Inflation Coming To An End?
Maybe. Maybe Not
Arguably, today there is some good news on the inflation front. At least, market prognosticators might want you to think it’s good news.
The Bureau of Economic Analysis released its gauge of Personal Income and Expenditures for May, which is showing inflation cooling off somewhat.
The PCE price index for May increased 6.3 percent from one year ago, reflecting increases in both goods and services (table 11). Energy prices increased 35.8 percent while food prices increased 11.0 percent. Excluding food and energy, the PCE price index for May increased 4.7 percent from one year ago.
The headline PCE price index number holds steady from April, suggesting that inflation got neither worse nor better overall during the month.
The core PCE index (ex food and energy) was even better, posting a 0.2% decline from April, from 4.9% to 4.7%
Inflation Is Better, But Still No Joy In Mudville
Notionally, cooling inflation is a good thing.
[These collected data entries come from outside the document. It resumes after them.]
PR #8557, opened 2024-07-22
Unifying members count (Part 2/2)

kurtisassad:
Followup PR to #8071

## Link to Issue
Closes: #8565 

## Description of Changes
- This PR removes the old address_count, and replaces the usages with the new profile_count.

## Test Plan
Setup:
Before checking out this PR, make sure that you either have an up-to-date db dump, or that you run `pnpm -F commonwealth async-migrate-community-counts` on master. Make sure to also run `pnpm -F commonwealth db-migrate` On this branch afterwards.

Go to some big community, check that the members count in all 3 places are the same. For example for dydx check:
- http://localhost:8080/dydx/members
- http://localhost:8080/dydx/directory
- http://localhost:8080/communities (check for dydx in the DAO filter)

Other than that, ensure that old counting with profile name filter in the /members page still works without any regressions (We should maybe talk to product about removing this functionality, since it will not use the cached value of the profiles count).


timolegros (commented):
Works great when I join a community with a new address but when I remove an address from a community the count does not go down. Is this intended?

libs/model/src/community/GetMembers.query.ts
```diff
@@ -180,27 +148,32 @@ export function GetMembers(): Query<typeof schemas.GetCommunityMembers> {
...
         type: QueryTypes.SELECT,
       });
 
-      // console.log(members, payload);
+      if (!search) {
+        const total = await models.Community.findOne({
+          where: { id: community_id },
+          attributes: ['profile_count'],
+        });
+        members.forEach((m) => (m.total = total?.profile_count));
```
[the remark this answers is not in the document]
kurtisassad: To make it backwards compatible with the old logic where the sql query would create a table with a total column with all the same value. This is so I wouldn't need to make extra changes to the front end

kurtisassad:
> Works great when I join a community with a new address but when I remove an address from a community the count does not go down. Is this intended?

Good catch, this seems to be a bug on master where when you disassociate your address with a community it does not actually delete the (community_id, address) in the database.

timolegros:
The count is still not decrementing for me when I delete an address from a profile.

kurtisassad:
@timolegros It will only decrement if you delete an address for a community and that is the last address that the profile has linked to the community. Is this the case? Because it works correctly for me now (and was broken before).

timolegros:
> @timolegros It will only decrement if you delete an address for a community and that is the last address that the profile has linked to the community. Is this the case? Because it works correctly for me now (and was broken before).

Ok maybe I had 2 addresses in the community let me check again.

timolegros:
Might be unrelated to your PR but I'm getting a long list of members that aren't even in my community in the members page:
image

Confirmed that address removal decreases member count. I'm gonna check if the above issue exists in master as well before approving.

timolegros (changes requested):
The bug described in my previous comment does not occur on master. Looks like there may be an issue with `GetMembers.query.ts`

libs/model/src/community/GetMembers.query.ts
```diff
@@ -165,8 +127,14 @@ export function GetMembers(): Query<typeof schemas.GetCommunityMembers> {
         order_direction ?? 'DESC',
       );
 
+      // If search query is present count the number of members in the SQL query itself, Otherwise, pull the total
```
Rotorsoft, line 130: I feel this is getting too hard to read, usually better to have two distinct queries (two files) one for each scenario to keep things simple

kurtisassad:
> The bug described in my previous comment does not occur on master. Looks like there may be an issue with GetMembers.query.ts

Good catch, was difficult to spot when I had tested with a large community. Fixed now.


> I feel this is getting too hard to read, usually better to have two distinct queries (two files) one for each scenario to keep things simple

I had put them in different functions in the same file, since we don't really have a pattern of having multiple files for the same handler. But if there is some pattern that exists, or you have some pattern in mind, let me know and I will refactor it that way.

timolegros (approved):

libs/model/src/community/GetMembers.query.ts
timolegros: Let's get this in as is for now because it has been open for a while and growth is asking for this. @kurtisassad or @Rotorsoft to create a ticket for handling this and creating a pattern for multifile commands/query handlers.

Rotorsoft (approved):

However, as of this writing the market response has been tepid to negative, with the major US market indices having dropped initially at the opening bell, although a rising trend is underway.
The lack of joy in Mudville is even being acknowledged by the financial media, which characterizes the inflation data as “better-than-expected” but notes the lack of a general market rally on the news.
Better-than-expected inflation data confirmed speculation that price pressures are peaking, but did not improve market morale significantly, as the rapid slowdown in personal spending will create headwinds for the consumer-driven economy. While the directional PCE improvement is welcome, it is unlikely to prompt the Fed to deviate from its plans to front-load interest rate hikes at upcoming meetings, at least for now, with the central bank steadfast in its commitment to return inflation to 2%.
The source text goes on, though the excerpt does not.